Collected data:
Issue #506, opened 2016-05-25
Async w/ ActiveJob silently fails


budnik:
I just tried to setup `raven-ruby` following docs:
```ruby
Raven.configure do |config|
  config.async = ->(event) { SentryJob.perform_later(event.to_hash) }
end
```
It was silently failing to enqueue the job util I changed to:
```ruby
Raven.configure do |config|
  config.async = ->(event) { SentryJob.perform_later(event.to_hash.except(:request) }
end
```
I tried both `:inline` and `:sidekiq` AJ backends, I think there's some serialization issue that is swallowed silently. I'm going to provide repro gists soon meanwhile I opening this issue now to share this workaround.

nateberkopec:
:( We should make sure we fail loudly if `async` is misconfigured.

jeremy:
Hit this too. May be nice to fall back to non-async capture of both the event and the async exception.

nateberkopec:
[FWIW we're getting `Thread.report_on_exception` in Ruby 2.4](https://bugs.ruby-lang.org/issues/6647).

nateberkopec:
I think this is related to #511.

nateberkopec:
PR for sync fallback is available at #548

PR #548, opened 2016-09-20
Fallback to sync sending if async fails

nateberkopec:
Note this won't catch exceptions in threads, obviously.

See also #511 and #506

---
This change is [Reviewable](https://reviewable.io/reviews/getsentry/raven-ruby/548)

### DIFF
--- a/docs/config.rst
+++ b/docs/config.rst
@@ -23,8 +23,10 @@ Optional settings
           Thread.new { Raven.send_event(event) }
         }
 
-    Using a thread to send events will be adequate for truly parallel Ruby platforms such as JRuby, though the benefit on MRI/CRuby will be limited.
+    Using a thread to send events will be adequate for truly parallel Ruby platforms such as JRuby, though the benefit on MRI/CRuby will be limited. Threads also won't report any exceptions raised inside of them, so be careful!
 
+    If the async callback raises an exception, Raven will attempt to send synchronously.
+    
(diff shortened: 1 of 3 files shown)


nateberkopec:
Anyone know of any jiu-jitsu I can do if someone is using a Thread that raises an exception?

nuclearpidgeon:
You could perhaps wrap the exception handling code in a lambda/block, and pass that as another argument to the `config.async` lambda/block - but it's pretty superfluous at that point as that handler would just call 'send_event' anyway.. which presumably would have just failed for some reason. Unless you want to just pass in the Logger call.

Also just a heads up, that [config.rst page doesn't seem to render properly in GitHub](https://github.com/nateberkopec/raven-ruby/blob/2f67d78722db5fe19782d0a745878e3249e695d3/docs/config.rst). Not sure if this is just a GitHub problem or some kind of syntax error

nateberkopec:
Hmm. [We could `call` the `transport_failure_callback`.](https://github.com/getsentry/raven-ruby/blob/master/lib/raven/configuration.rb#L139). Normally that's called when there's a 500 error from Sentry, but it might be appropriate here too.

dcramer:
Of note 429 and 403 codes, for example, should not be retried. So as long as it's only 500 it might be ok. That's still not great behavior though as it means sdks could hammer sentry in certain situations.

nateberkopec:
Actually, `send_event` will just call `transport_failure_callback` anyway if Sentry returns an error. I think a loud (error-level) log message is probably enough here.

▸ Try it:
Each line of the data is to be restated exactly.

▸ Exercise answer:
Issue #506, opened 2016-05-25
Async w/ ActiveJob silently fails


budnik:
I just tried to setup `raven-ruby` following docs:
```ruby
Raven.configure do |config|
  config.async = ->(event) { SentryJob.perform_later(event.to_hash) }
end
```
It was silently failing to enqueue the job util I changed to:
```ruby
Raven.configure do |config|
  config.async = ->(event) { SentryJob.perform_later(event.to_hash.except(:request) }
end
```
I tried both `:inline` and `:sidekiq` AJ backends, I think there's some serialization issue that is swallowed silently. I'm going to provide repro gists soon meanwhile I opening this issue now to share this workaround.

nateberkopec:
:( We should make sure we fail loudly if `async` is misconfigured.

jeremy:
Hit this too. May be nice to fall back to non-async capture of both the event and the async exception.

nateberkopec:
[FWIW we're getting `Thread.report_on_exception` in Ruby 2.4](https://bugs.ruby-lang.org/issues/6647).

nateberkopec:
I think this is related to #511.

nateberkopec:
PR for sync fallback is available at #548

PR #548, opened 2016-09-20
Fallback to sync sending if async fails

nateberkopec:
Note this won't catch exceptions in threads, obviously.

See also #511 and #506

---
This change is [Reviewable](https://reviewable.io/reviews/getsentry/raven-ruby/548)

### DIFF
--- a/docs/config.rst
+++ b/docs/config.rst
@@ -23,8 +23,10 @@ Optional settings
           Thread.new { Raven.send_event(event) }
         }
 
-    Using a thread to send events will be adequate for truly parallel Ruby platforms such as JRuby, though the benefit on MRI/CRuby will be limited.
+    Using a thread to send events will be adequate for truly parallel Ruby platforms such as JRuby, though the benefit on MRI/CRuby will be limited. Threads also won't report any exceptions raised inside of them, so be careful!
 
+    If the async callback raises an exception, Raven will attempt to send synchronously.
+    
(diff shortened: 1 of 3 files shown)


nateberkopec:
Anyone know of any jiu-jitsu I can do if someone is using a Thread that raises an exception?

nuclearpidgeon:
You could perhaps wrap the exception handling code in a lambda/block, and pass that as another argument to the `config.async` lambda/block - but it's pretty superfluous at that point as that handler would just call 'send_event' anyway.. which presumably would have just failed for some reason. Unless you want to just pass in the Logger call.

Also just a heads up, that [config.rst page doesn't seem to render properly in GitHub](https://github.com/nateberkopec/raven-ruby/blob/2f67d78722db5fe19782d0a745878e3249e695d3/docs/config.rst). Not sure if this is just a GitHub problem or some kind of syntax error

nateberkopec:
Hmm. [We could `call` the `transport_failure_callback`.](https://github.com/getsentry/raven-ruby/blob/master/lib/raven/configuration.rb#L139). Normally that's called when there's a 500 error from Sentry, but it might be appropriate here too.

dcramer:
Of note 429 and 403 codes, for example, should not be retried. So as long as it's only 500 it might be ok. That's still not great behavior though as it means sdks could hammer sentry in certain situations.

nateberkopec:
Actually, `send_event` will just call `transport_failure_callback` anyway if Sentry returns an error. I think a loud (error-level) log message is probably enough here.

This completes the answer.